I am trying to execute a udf function and it returns an error
from pyspark.sql.functions import udf
mytab = spark.read.jdbc(url=jdbcUrl, table="mytab",properties=connectionProperties)
def buscarx(Alm_r, Pro, Data_mat):
data_s = mytab.where(col("doc")==Data_mat).where(col("alm")!=Alm_r).limit(1)
if(data_s.count()==0):
return Pro
else:
temp = "0"
for item in data_s.collect():
temp = data_s.Alm
return temp
buscarx_udf = udf(buscarx)
df_temp = mytab.withColumn("alm_origen", buscarx_udf(mytab.Alm,mytab.Proveedor,mytab.Doc_mat))
Error:
Traceback (most recent call last):
File "/databricks/spark/python/pyspark/serializers.py", line 473, in dumps
return cloudpickle.dumps(obj, pickle_protocol)

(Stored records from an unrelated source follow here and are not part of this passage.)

PR #748, opened 2019-10-21
feat(ffe-form-react): InputGroup `hideErrorOnChange` set to `true` hi…

torkjels:
…des error message on change and renders it on blur

Setting the `hideErrorOnChange` prop to `true` hides the error message on change, and renders it on blur. This means that you won't see an error message until the `InputGroup` has lost focus.

Example:
With `hideErrorOnChange` set to false (default), writing an email address into an input field will display an error message while the user is typing, until the complete valid email is typed.
With `hideErrorOnChange` set to true, the error message will only display after the input group loses focus, and will be hidden again if the user goes back to the input field and starts to type.

### DIFF
--- a/packages/ffe-form-react/src/InputGroup.js
+++ b/packages/ffe-form-react/src/InputGroup.js
@@ -9,8 +9,21 @@ import ErrorFieldMessage from './ErrorFieldMessage';
 class InputGroup extends Component {
     constructor(props) {
         super();
+        this.onChange = this.onChange.bind(this);
+        this.onBlur = this.onBlur.bind(this);
+        this.state = {
+            isEditing: false,
+        };
 
         this.id = props.inputId ? props.inputId : `input-${uuid.v4()}`;
+    }
+
+    onChange() {
+        this.setState({ isEditing: true });
+    }
+
+    onBlur() {
+        this.setState({ isEditing: false });
     }
 
     render() {
@@ -25,8 +38,15 @@ class InputGroup extends Component {
             fieldMessage,
             tooltip,
             onTooltipToggle,
+            hideErrorOnChange,
             ...rest
         } = this.props;
+
+        const { isEditing } = this.state;
+
+        const shouldShowError = hideErrorOnChange
+            ? !isEditing && !!fieldMessage
+            : !!fieldMessage;
 
         if (React.Children.count(children) > 1) {
             throw new Error(
@@ -55,7 +75,7 @@ class InputGroup extends Component {
         const extraProps = {
             id: this.id,
             'aria-invalid': String(
-                !!fieldMessage &&
+                shouldShowError &&
                     (typeof fieldMessage === 'string' ||
                         fieldMessage.type === ErrorFieldMessage),
             ),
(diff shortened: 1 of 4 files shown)


ivarni:
Do we want to have different timing for when errors are shown in different applications? And if so, can't this be solved in user-land by making a wrapper-component that uses `onBlur` to achieve this if it's really needed so we can keep an API that encourages similar behaviour across applications and keep exceptions to the general flow isolated?

packages/ffe-form-react/src/InputGroup.js
```diff
@@ -66,14 +86,25 @@ class InputGroup extends Component {
...
             <div
                 className={classNames(
                     'ffe-input-group',
                     { 'ffe-input-group--no-extra-margin': !extraMargin },
-                    { 'ffe-input-group--error': !!fieldMessage },
+                    { 'ffe-input-group--error': shouldShowError },
                     className,
                 )}
+                onChange={this.onChange}
+                onBlur={this.onBlur}
```
torkjels, line 107: Because of this change, the linter throws an error saying "Static HTML elements with event handlers require a role  jsx-a11y/no-static-element-interactions".
Adding `onChange` and `onBlur` to a `div` generally feels a bit.. weird - but it works! But I don't know what aria role to give this div.

Should I
a) Give the div some role?
b) Ignore the linter rule
c) Pass the `onBlur` and `onChange` down in `extraProps` doing something along the lines of
```
const extraProps = {
  ......,
  onBlur: () => {
    this.onBlur();
    if(this.props.onBlur) {
      this.props.onBlur()
    }
  }
}
```
Solution c) might risk the `onBlur` and `onChange` never being called if they're never applied in the children.

torkjels:
> Do we want to have different timing for when errors are shown in different applications? And if so, can't this be solved in user-land by making a wrapper-component that uses `onBlur` to achieve this if it's really needed so we can keep an API that encourages similar behaviour across applications and keep exceptions to the general flow isolated?

That's a great point. In our application we've come to use an approach like this as the standard (wrapping it in a component with the onBlur logic like you mentioned) for every input field. But you're right in saying it should be similar behavior across the applications.

Do we know how different applications handle this? I wouldn't be surprised (a view based on absolutely nothing except for my own hunch) if several applications implement some sort of behavior like this.

It might be worth having a discussion about this with e.g. some designers :art: :thinking:

ivarni:
We're sort of already waiting for them to get back to us on it, ref #216 :)
(That's usually how a lot of these kinds of broader discussions end unfortunately)

From the viewpoint of `InputGroup` the way it works right now it just reflects the state that the application hands it. If it's told there's an error then it shows the error but it does not concern itself about *when* there's an error. It's primarily a visual component. I think that makes it easier to deal with and reason about and keeps the API more lean. I'd actually rather see the tooltip parts removed than more logic added to it, and especially now that it's based on the function-as-a-child pattern it would be more natural to let the consumer compose in both the tooltip and the error message and have both as separate components.

packages/ffe-form-react/src/InputGroup.js
```diff
@@ -127,10 +153,12 @@ InputGroup.propTypes = {
     onTooltipToggle: func,
     /** Use the Tooltip component if you need more flexibility in how the content is rendered. */
     tooltip: oneOfType([bool, node]),
+    hideErrorOnChange: bool,
```
hdaljord, line 156: Could you please add this new prop to index.d.ts as well?

torkjels: :+1: done

henrikhermansen:
I'm sorry, but I agree with @ivarni that this seems like an unnecessary complication to the API.
The `fieldMessage` prop does a good job of doubling as a switch for whether to show an error message or not.

I also want to question the UX part of this behavior.
If I use this input field and enter some invalid value, I would get the error on blur.
However, as soon as I start typing in the field again, the error would go away, because I am editing.
Personally, this would give me the impression that the change I just made was sufficient, and I would be annoyed to see the error reappear on blur again. Because of this it might require a lot of guesswork by the user to get the field value right. Is this behavior something UX would really condone?
Unless I misinterpreted the code changes in this PR?

To answer your question about what others are doing. In our applications we do not display any error messages until the user tries submitting the form. From then on we will update error messages on the fly when the user makes changes. And yes, we apply this logic to what we put into the `fieldMessage` prop.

File "/databricks/spark/python/pyspark/cloudpickle/cloudpickle_fast.py", line 73, in dumps
cp.dump(obj)
File "/databricks/spark/python/pyspark/cloudpickle/cloudpickle_fast.py", line 563, in dump
return Pickler.dump(self, obj)
TypeError: cannot pickle '_thread.RLock' object
PicklingError: Could not serialize object: TypeError: cannot pickle '_thread.RLock' object
I ran some tests and found that the problem is caused by:
data_s = mytab.where(col("doc")==Data_mat).where(col("alm")!=Alm_r).limit(1)
Any suggestions to fix this? I need to perform a query within the function.